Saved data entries
PR #3525, opened 2015-01-28
Exprot error to db lang

b1tc0re:
Perhaps it was meant to be more comfortable but I think so.


narfbg:
These custom messages are (I assume) leftovers from EllisLab's work on their own products, they are hardly worth the effort or maintenance in CI however ... I'd rather remove than add more of them.

PR #3527, opened 2015-01-29
input.rst : clarifies cookie_prefix is not added

vtual:
The CI manual states that the get_cookie() function "is an alias to $this->input->cookie()." I believe this is an erroneous as $this->input->cookie() does not prepend the cookie prefix a user might have set in its config.php file, while get_cookie() does.
This is the source of many headaches... ;)
This change strives to clarify the difference in the way these two functions work for the benefit of all users.

### DIFF
--- a/user_guide_src/source/libraries/input.rst
+++ b/user_guide_src/source/libraries/input.rst
@@ -81,6 +81,8 @@ The main methods are:
 -  ``$this->input->cookie()``
 -  ``$this->input->server()``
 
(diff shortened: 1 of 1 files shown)


narfbg:
I had some nitpicky suggestions about the patch, so I committed the changes myself (same goes for #3528), I hope you don't mind.

For future reference however, you should submit all *related* changes at once instead of with separate pull requests. You can also update a PR with new changes once it is submitted.

vtual:
Thanks! Will take note of your remark.

PR #3531, opened 2015-01-29
fix typo

galdiolo:


narfbg:
It seems that you're looking all over the place for typos like that - thanks for the effort.

However, you might want to take your time and submit all of them at once when you're done with that - typos happen and the content is huge ... we might end up with tens of these pull requests if you submit them individually.

galdiolo:
I submitted this individual one on purpose to be easy for you to refuse the pull request if necessary, because I was not sure if the file changelog.rst was generated by a tool or manually edited.
I'm not searching for typos methodically (I'm just studying the code), but I'll try to group them as much as possible. Thanks for your huge effort on CodeIgniter.

narfbg:
We don't put auto-generated stuff in the repo ... that doesn't make sense.
Also: http://keepachangelog.com/ :)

> _Work required_: Where does the word "libraries" appear in the records? Copy every line that holds it.

> _Solution_:
--- a/user_guide_src/source/libraries/input.rst
+++ b/user_guide_src/source/libraries/input.rst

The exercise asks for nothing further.